PR #470, opened 2021-03-31
owasp-top10-2017-apps/a3/snake-pro

thiagolotufo:

#owasp-top10-2017-apps/a3/snake-pro

The main vulnerability of this application is the storage of passwords in plain text.
To mitigate this vulnerability, I created a function that uses the bcrypt library, to create a hash of the password entered by the user. Therefore, if the application has any type of attack, the attacker has access to a hash that is difficult to decipher, and not the user's password. 

The function of checking the password also needed to be changed. As the database stores a password hash, it is not possible to compare this value with the password entered by the user. Therefore, I used the function CompareHashAndPassword belonging to the bcrypt library.

To test the application, I created a user through the command line, and checked the value of the password field in the database.

### DIFF
--- a/owasp-top10-2017-apps/a1/copy-n-paste/app/util/db.go
+++ b/owasp-top10-2017-apps/a1/copy-n-paste/app/util/db.go
@@ -46,8 +46,7 @@ func AuthenticateUser(user string, pass string) (bool, error) {
 	}
 	defer dbConn.Close()
 
-	query := fmt.Sprint("select * from Users where username = '" + user + "'")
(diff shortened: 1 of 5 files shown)


GabhenDM (approved):
Nice job, @thiagolotufo! After your fixes, I could not reproduce the attack narrative anymore. 🐼 🚀

Properly hashing password is one of the fundamental steps in Application Security, and as new optimized hardware is released, new algorithms are needed in order to keep up with the security requirements. Bcrypt is one such choice, being commonly used nowadays in production environments.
* * * * *
What needs to be done: Write the material out again in its entirety, exactly as shown.

Result of the exercise:
PR #470, opened 2021-03-31
owasp-top10-2017-apps/a3/snake-pro

thiagolotufo:

#owasp-top10-2017-apps/a3/snake-pro

The main vulnerability of this application is the storage of passwords in plain text.
To mitigate this vulnerability, I created a function that uses the bcrypt library, to create a hash of the password entered by the user. Therefore, if the application has any type of attack, the attacker has access to a hash that is difficult to decipher, and not the user's password. 

The function of checking the password also needed to be changed. As the database stores a password hash, it is not possible to compare this value with the password entered by the user. Therefore, I used the function CompareHashAndPassword belonging to the bcrypt library.

To test the application, I created a user through the command line, and checked the value of the password field in the database.

### DIFF
--- a/owasp-top10-2017-apps/a1/copy-n-paste/app/util/db.go
+++ b/owasp-top10-2017-apps/a1/copy-n-paste/app/util/db.go
@@ -46,8 +46,7 @@ func AuthenticateUser(user string, pass string) (bool, error) {
 	}
 	defer dbConn.Close()
 
-	query := fmt.Sprint("select * from Users where username = '" + user + "'")
(diff shortened: 1 of 5 files shown)


GabhenDM (approved):
Nice job, @thiagolotufo! After your fixes, I could not reproduce the attack narrative anymore. 🐼 🚀

Properly hashing password is one of the fundamental steps in Application Security, and as new optimized hardware is released, new algorithms are needed in order to keep up with the security requirements. Bcrypt is one such choice, being commonly used nowadays in production environments.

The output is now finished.